_Directions_
Starting with the first line and ending with the one that holds "3. verify there", retype the entries exactly.

Collected data entries
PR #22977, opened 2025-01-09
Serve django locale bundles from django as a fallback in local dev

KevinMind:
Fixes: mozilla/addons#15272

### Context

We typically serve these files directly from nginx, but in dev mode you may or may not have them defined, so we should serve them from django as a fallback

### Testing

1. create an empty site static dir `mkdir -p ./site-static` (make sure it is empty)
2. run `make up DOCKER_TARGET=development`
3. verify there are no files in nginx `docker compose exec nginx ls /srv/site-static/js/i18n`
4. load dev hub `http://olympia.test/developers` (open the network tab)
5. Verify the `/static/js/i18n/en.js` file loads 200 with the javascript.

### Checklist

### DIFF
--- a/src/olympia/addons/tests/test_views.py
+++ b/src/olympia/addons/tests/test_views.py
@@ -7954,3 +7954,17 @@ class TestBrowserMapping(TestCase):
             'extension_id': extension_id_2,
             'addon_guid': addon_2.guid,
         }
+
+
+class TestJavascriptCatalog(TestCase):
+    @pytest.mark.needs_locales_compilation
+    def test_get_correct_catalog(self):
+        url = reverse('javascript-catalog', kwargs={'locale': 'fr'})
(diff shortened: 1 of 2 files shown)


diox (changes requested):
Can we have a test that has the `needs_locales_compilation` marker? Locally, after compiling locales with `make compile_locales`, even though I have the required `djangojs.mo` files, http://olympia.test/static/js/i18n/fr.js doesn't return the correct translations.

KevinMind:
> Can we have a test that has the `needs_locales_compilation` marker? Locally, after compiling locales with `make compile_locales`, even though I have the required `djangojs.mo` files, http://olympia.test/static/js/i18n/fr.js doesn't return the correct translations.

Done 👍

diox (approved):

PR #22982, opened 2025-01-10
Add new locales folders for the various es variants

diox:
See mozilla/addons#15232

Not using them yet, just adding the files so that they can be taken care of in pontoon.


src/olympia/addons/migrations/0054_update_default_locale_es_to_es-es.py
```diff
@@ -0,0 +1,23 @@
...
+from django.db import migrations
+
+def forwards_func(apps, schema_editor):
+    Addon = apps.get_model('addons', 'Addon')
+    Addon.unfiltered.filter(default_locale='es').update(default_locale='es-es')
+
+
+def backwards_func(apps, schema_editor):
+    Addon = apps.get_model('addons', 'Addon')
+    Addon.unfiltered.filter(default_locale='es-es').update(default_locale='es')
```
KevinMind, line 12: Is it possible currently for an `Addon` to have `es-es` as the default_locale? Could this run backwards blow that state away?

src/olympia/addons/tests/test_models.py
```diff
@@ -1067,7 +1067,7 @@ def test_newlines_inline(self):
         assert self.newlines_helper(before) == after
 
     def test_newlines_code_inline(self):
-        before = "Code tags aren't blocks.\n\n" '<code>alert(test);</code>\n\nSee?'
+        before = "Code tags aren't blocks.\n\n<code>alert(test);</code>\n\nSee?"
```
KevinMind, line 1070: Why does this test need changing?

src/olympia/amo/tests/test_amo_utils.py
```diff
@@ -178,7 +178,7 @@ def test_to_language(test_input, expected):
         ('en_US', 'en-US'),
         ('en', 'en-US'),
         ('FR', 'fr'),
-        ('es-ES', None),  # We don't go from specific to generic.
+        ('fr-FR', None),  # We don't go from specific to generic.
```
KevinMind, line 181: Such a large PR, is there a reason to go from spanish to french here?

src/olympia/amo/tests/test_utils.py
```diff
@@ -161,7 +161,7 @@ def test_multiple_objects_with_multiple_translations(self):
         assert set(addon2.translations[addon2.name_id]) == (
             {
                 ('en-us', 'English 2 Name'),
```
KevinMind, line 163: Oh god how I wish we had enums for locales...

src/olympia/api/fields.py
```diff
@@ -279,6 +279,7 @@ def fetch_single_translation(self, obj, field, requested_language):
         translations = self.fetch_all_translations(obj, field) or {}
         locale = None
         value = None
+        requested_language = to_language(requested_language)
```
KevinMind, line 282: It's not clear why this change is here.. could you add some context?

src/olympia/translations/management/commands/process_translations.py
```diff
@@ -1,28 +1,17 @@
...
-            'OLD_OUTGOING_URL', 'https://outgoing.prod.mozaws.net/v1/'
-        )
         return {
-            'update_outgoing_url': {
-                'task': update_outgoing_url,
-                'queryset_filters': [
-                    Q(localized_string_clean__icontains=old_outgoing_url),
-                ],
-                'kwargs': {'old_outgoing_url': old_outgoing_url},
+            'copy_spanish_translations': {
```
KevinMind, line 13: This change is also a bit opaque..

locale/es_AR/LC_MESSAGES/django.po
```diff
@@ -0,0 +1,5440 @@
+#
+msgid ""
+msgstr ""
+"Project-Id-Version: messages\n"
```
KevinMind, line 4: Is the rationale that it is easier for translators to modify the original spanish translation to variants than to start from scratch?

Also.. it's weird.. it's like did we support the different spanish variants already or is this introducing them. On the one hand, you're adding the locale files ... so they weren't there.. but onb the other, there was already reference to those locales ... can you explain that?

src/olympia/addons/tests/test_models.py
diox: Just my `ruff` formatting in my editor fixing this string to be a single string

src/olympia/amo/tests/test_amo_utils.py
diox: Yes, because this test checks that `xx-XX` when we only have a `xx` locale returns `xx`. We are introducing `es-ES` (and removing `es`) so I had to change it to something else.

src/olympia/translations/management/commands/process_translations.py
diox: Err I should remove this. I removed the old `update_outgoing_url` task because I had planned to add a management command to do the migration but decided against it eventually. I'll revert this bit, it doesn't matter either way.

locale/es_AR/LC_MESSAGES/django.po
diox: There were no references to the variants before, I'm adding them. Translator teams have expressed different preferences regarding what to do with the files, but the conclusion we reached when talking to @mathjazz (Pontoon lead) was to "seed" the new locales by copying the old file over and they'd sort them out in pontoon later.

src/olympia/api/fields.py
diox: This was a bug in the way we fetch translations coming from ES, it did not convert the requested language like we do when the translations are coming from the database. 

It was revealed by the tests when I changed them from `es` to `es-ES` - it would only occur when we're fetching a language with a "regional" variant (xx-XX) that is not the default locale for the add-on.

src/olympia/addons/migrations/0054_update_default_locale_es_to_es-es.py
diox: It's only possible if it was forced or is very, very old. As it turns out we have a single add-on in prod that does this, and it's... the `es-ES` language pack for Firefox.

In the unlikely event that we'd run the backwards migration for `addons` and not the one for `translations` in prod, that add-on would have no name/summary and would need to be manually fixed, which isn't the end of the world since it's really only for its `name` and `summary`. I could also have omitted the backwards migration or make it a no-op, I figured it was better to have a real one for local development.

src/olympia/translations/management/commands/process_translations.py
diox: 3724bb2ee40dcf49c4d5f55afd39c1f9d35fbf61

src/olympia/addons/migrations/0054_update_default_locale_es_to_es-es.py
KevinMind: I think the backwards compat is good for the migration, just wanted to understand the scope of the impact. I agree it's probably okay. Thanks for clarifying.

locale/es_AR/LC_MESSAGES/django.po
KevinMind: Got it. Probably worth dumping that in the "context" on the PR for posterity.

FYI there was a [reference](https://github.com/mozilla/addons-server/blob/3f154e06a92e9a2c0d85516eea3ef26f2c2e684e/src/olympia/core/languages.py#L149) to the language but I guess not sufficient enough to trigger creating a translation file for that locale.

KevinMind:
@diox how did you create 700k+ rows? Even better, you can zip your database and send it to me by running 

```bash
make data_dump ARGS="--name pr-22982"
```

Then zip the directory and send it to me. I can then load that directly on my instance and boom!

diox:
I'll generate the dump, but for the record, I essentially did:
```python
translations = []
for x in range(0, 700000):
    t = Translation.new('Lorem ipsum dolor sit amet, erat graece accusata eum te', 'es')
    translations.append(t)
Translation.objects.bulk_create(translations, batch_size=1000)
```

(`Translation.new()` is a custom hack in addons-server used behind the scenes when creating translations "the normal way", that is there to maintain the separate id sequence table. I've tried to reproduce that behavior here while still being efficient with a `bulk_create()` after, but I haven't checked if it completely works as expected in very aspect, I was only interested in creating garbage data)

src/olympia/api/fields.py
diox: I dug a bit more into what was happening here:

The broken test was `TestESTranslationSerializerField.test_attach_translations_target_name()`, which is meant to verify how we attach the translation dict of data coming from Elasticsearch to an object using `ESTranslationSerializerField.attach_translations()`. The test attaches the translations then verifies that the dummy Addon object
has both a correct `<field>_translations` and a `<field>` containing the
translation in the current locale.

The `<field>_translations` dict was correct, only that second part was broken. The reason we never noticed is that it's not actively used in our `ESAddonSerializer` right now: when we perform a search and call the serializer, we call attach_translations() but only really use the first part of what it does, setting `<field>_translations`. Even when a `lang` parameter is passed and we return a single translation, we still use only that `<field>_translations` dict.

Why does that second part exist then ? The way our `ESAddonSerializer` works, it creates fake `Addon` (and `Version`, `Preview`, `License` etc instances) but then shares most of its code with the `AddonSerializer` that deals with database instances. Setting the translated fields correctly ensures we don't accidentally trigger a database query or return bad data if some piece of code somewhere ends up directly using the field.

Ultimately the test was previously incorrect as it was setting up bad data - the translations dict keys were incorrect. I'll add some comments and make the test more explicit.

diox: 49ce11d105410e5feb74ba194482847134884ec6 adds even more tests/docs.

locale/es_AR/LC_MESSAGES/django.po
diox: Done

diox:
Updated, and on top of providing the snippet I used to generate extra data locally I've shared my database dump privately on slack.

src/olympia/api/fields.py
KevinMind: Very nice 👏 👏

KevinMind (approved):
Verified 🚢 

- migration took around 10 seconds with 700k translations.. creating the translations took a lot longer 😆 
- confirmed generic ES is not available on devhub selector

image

_Answer to the problem_
PR #22977, opened 2025-01-09
Serve django locale bundles from django as a fallback in local dev

KevinMind:
Fixes: mozilla/addons#15272

### Context

We typically serve these files directly from nginx, but in dev mode you may or may not have them defined, so we should serve them from django as a fallback

### Testing

1. create an empty site static dir `mkdir -p ./site-static` (make sure it is empty)
2. run `make up DOCKER_TARGET=development`
3. verify there are no files in nginx `docker compose exec nginx ls /srv/site-static/js/i18n`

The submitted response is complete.